0:00
/
0:00
Transcript

OpenAI (gpt-4o) is unable to use tools properly

Comparing OpenAI, Anthropic and Meta models and their ability to properly understand LLM tools

I’ve been experimenting with different large language models and have been using Verida’s Personal Agent Kit to connect a command line chatbot to my emails, Telegram data, and other private information. During my experiments, I noticed something unexpected in how the various models process tools.

I started by running my command line app configured to use Claude 3.5 from Anthropic. I asked it to list the tools it can access and then inquired about the parameters for the query email tool. Claude correctly returned a detailed list of parameters—such as selector, field, sort, limit, skip, and count—demonstrating its full support for filtering and sorting.

Next, I switched my configuration to use OpenAI’s GPT-4. After updating the settings, I ran the same command to view the available tools. While GPT-4 did list the tools (with names or descriptions), when I asked for the parameters of the query email tool, it only returned four: field, limit, skip, and count. Notably, it omitted the selector and sort parameters.
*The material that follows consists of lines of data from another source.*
PR #129, opened 2016-07-07
Move populate! calls to a separate Builder step

mortenpi:
Currently the writer populates the `IndexNode`s and `ContentsNode`s with links, but that should be a separate step. This separates the `populate!` calls into a separate `Builder.Populate` step, which runs just before the `Builder.RenderDocument`.

It fixes the issue of duplicate links in `Index`/`ContentsNode`s when `Builder.RenderDocument` gets called multiple times after the document has been constructed by the previous steps in the pipeline.

---

I took the simplest route of moving the `populate!` calls to a separate step, where I just loop through the elements of a `Page`. This makes the implicit assumption that all the `Contents`/`IndexNode`s are in the top-level of the Markdown files, which seems like a bad assumption (e.g. the same nodes in docstrings?).

Potential options could be:

- Make a full walk in the `Populate`
- Store a list of `Index`/`ContentsNode`s in the `Document` in one of the previous steps and then just loop over that.
- Perhaps the `populate!` calls can be merged into an existing walk in the pipeline?

but I wanted to RFC this first, before going for anything more complicated.

### DIFF
--- a/src/Builder.jl
+++ b/src/Builder.jl
@@ -28,6 +28,7 @@ The default document processing "pipeline", which consists of the following acti
 - [`CrossReferences`](@ref)
 - [`CheckDocument`](@ref)
 - [`RestoreOutputStreams`](@ref)
+- [`Populate`](@ref)
 - [`RenderDocument`](@ref)
 
 """
@@ -65,6 +66,11 @@ Switch back to the real `STDOUT` and `STDERR` that were changed in [`RedirectOut
 abstract RestoreOutputStreams <: DocumentPipeline
 
 """
+Populates the `ContentsNode`s and `IndexNode`s with links.
+"""
+abstract Populate <: DocumentPipeline
+
+"""
 Writes the document tree to the `build` directory.
 """
 abstract RenderDocument <: DocumentPipeline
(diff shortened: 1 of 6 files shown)


MichaelHatherly:
> in the top-level of the Markdown files, which seems like a bad assumption

That assumption should be fine. Non-toplevel code blocks can't be used as `@`-blocks. Docstrings should always be pure markdown, without any Documenter-specific blocks.

> Store a list of `Index`/`ContentsNodes` in the `Document` in one of the previous steps and then just loop over that.

Yes, that's best I'd think. Just add two fields to the `.internals` object and loop over each of those. Can be done in the `Expanders` module where the `Index`/`ContentsNodes` are created.

src/Builder.jl
```diff
@@ -136,6 +143,20 @@ function Selectors.runner(::Type{RestoreOutputStreams}, doc::Documents.Document)
     Utilities.restore_output_stream!(doc.internal.stream)
 end
 
+function Selectors.runner(::Type{Populate}, doc::Documents.Document)
+    Utilities.log("populating indices")
```
MichaelHatherly: `.` at end of message. Also needs the code block in https://github.com/JuliaDocs/Documenter.jl/blob/master/docs/src/man/guide.md#building-an-empty-document that displays the usual output to be updated to reflect this change:

```
Documenter: redirecting output streams.
Documenter: restoring output streams.
Documenter: copying assets to build directory.
```

MichaelHatherly:
(Coverage stats don't make much sense. Seems like it's missing lines in random places. Appears to have been happening for a little while now.)

mortenpi:
Re-implemented it with two new fields in `.internal`. I had to shuffle stuff in `Documents.jl` a bit, so that types would be defined in the right order. Rebasing could be fun, so I'll wait with that until #134 is merged.

I did notice that, in principle, the `page.mapping` could be looped over as well, but I think using the new fields is cleaner actually.

MichaelHatherly:
LGTM, rebase and merge when ready.

PR #134, opened 2016-07-08
Link to source when repo is not hosted on GitHub

tribut:
You have nice links to the relevant part of the source in your docs which I wanted as well but my projects are hosted on an internal gitlab installation. This PR is my attempt at making that feature available to non-GitHub-hosted projects.
Let me know if you are unhappy with the name of the parameter or how it's implemented.

### DIFF
--- a/src/Documenter.jl
+++ b/src/Documenter.jl
@@ -60,6 +60,7 @@ export Deps, makedocs, deploydocs
         clean   = true,
         doctest = true,
         modules = Module[],
+        repo    = "",
     )
 
 Combines markdown files and inline docstrings into an interlinked document.
@@ -124,6 +125,22 @@ $(strip(readstring(joinpath(dirname(@__FILE__), "..", "docs", "make.jl"))))
 
 and so any docstring from the module `Documenter` that is not spliced into the generated
 documentation in `build` will raise a warning.
+
+**`repo`** specifies a template for the "link to source" feature. If you are
+using GitHub, this is automatically generated from the remote. If you are using
+a different host, you can use this option to tell Documenter how URLs should be
+generated. The following placeholders will be replaced with the respective
+value of the generated link:
+
+  - `{commit}` Git commit id
+  - `{path}` Path to the file in the repository
+  - `{line}` Line (or range of lines) in the source file
+
+For example if you are using GitLab.com, you could use
+
+```julia
+makedocs(repo = "https://gitlab.com/user/project/blob/{commit}{path}#L{line}")
+```
 
 # See Also
 
--- a/src/Documents.jl
+++ b/src/Documents.jl
@@ -69,6 +69,7 @@ immutable User
     doctest :: Bool           # Run doctests?
     modules :: Set{Module}    # Which modules to check for missing docs?
     pages   :: Vector{Any}    # Ordering of document pages specified by the user.
+    repo    :: Compat.String  # Template for URL to source code repo
 end
 
 """
@@ -104,6 +105,7 @@ function Document(;
         doctest  :: Bool             = true,
         modules  :: Utilities.ModVec = Module[],
         pages    :: Vector           = Any[],
+        repo     :: AbstractString   = "",
         others...
     )
     Utilities.check_kwargs(others)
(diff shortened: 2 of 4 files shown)


MichaelHatherly:
> Let me know if you are unhappy with the name of the parameter

Not unhappy, but maybe something like `template_url` or `url_template`, since the argument acts as a template or sorts? @mortenpi any other naming suggestions?

Other than that the implementation seems fine to me. Thanks!

src/Documenter.jl
```diff
@@ -125,6 +126,22 @@ $(strip(readstring(joinpath(dirname(@__FILE__), "..", "docs", "make.jl"))))
 and so any docstring from the module `Documenter` that is not spliced into the generated
 documentation in `build` will raise a warning.
 
+**`sources_url`** specifies a template for the "link to source" feature. If you
+are using GitHub, this is automatically generated from the remote. If you are
+using a different hosting feature, you can use this option to tell Documenter
```
MichaelHatherly: `hosting feature` to `host` maybe?

MichaelHatherly:
(Just thinking out loud: might be nice to handle this automatically for other public hosts such as GitLab, BitBucket, etc. and not just GitHub. Private hosts would obviously still need to use the template though. Of course none of that needs to be implemented in this PR though.)

src/Documenter.jl
tribut: Sounds good, updated.

tribut:
Hm, `source_url_template` maybe?

mortenpi:
> > Let me know if you are unhappy with the name of the parameter

> Not unhappy, but maybe something like `template_url` or `url_template`, since the argument acts as a template or sorts? @mortenpi any other naming suggestions?

More options: `repository`, `repo`, `repo_url` or `repo_template`, with the "repo" part implying that it resolves to the remote repository. We use the word "source" to pretty systematically refer to the local source of the docs itself, so my two cents would be not to reuse it for this, if possible.

There's also the matter of issue references, which assume github right now (via [`issues_xref`](https://github.com/JuliaDocs/Documenter.jl/blob/master/src/CrossReferences.jl#L138)).

MichaelHatherly:
Maybe just `repo` then, and we can reuse the data in other places rather than limiting it to source link templates. (`repo` would also match what we have in `deploydocs`, kind of.)

Regarding the `issues_xref`, the only reason it works for GitHub URLs is that `/issues/<number>` will redirect to `/pull/<number>` if `<number>` is a pull request and not an issue. I'm not sure whether other sites do the same thing. Might be best to leave that part as GitHub-specific for now.

tribut:
I'm not sure I understand. How would it be possible to re-use `repo` in other places? Add `repo` as `https://gitlab.com/user/project` and then also add `repo_tree_template` as just `{commit}{path}#L{line}`?

Regarding issues, GitLab at least does not use the same numbering scheme for merge requests and issues.

MichaelHatherly:
Just add `repo` with the templating included as

```julia
makedocs(repo = "https://gitlab.com/user/project/blob/{commit}{path}#L{line}")
```

I think. We can later extract other bits from `repo` if we need to. (Your implementation is fine as is, just needs `sources_url` to `repo` name change.

mortenpi:
(This is beyond this PR.) I am not sure how wise it is to make assumptions about the `repo`, beyond that it gives you the file. Do you have something specific in mind @MichaelHatherly where/how we could use it?

> Regarding issues, GitLab at least does not use the same numbering scheme for merge requests and issues.

Yup, it enumerates them separately. And instead of `pull/`, it's `merge_requests/`.

MichaelHatherly:
> Do you have something specific in mind @MichaelHatherly where/how we could use it?

Nothing in mind at the moment.

> Yup, it enumerates them separately. And instead of `pull/`, it's `merge_requests/`.

Ah, ok, lets leave that until someone *really* wants that then.

tribut:
I've updated the PR accordingly and rebased onto master.

MichaelHatherly:
Thanks for you contribution @tribut! Much appreciated.

MichaelHatherly:
Now available in the latest tagged release, `0.1.4`.

PR #139, opened 2016-07-13
Prepare for upcoming deletion of Pkg.Git module

tkelman:
get GITHUB_REGEX from Base.LibGit2 when it's defined


tkelman:
Lexicon might need a similar change, but is deprecated for 0.5 right?

MichaelHatherly:
Thanks. Lexicon and Docile are pretty much deprecated in 0.5 at the moment so no need to fix this there as well.

PR #145, opened 2016-07-20
Fix highlighting in docs

lopezm94:


MichaelHatherly:
Thanks @lopezm94. The highlighting was intentional in this case since `include` is the function used and file is "include-d", though maybe that's a bit subtle and slightly confusing. I'm happy to accept this PR if you find it less confusing with your wording.

lopezm94:
Didn't think about that, "include-d" is better. Unnecessary PR.

MichaelHatherly:
Ok, will close then. Thanks for taking the time to open a PR nonetheless!

PR #149, opened 2016-07-27
Move mdconvert to HTMLWriter

mortenpi:
The Markdown to DOM conversion is not always unique (e.g. element CSS classes) and is specific to the HTML writer. The `HTMLWriter` will also extend `mdconvert` with Documenter specific nodes and other processing, so it is preferred if all the code is in the same module.

Wrapping `mdconvert` into a submodule does not add much while in `HTMLWriter`, since other parts of the writer module will have to access the `DOM.*` and `Markdown.*` objects as well. However, in order not to pollute the `HTMLWriter` namespace, `@tags` are replaced by calls to `Tag` (for oneliners) or moved into function scopes (for multi line definitions). Similarly, all `Markdown.*` types are prepended with `Markdown.`, instead of importing them to the namespace.

---

This is in preparation for #3. I'd say that if it makes sense to split something generic into `Utilities`, we could just move it there again. Right now this would make merging the HTML output into Documenter a bit easier.


MichaelHatherly:
LGTM, merge when ready.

Without these, it's difficult to filter emails (for example, by using a regular expression or distinguishing between sent and received emails) effectively.

I also tested Llama 3.3 70B. When configured with Llama, the model initially tried to execute the tools rather than just listing them. After a second attempt—making sure it only listed the parameters—it successfully returned the complete set, including selector and sort.

This inconsistency, particularly with GPT-4 and other OpenAI models, limits their utility in scenarios where full tool parameter support is required. I’m curious to know if others have experienced similar issues or have found workarounds.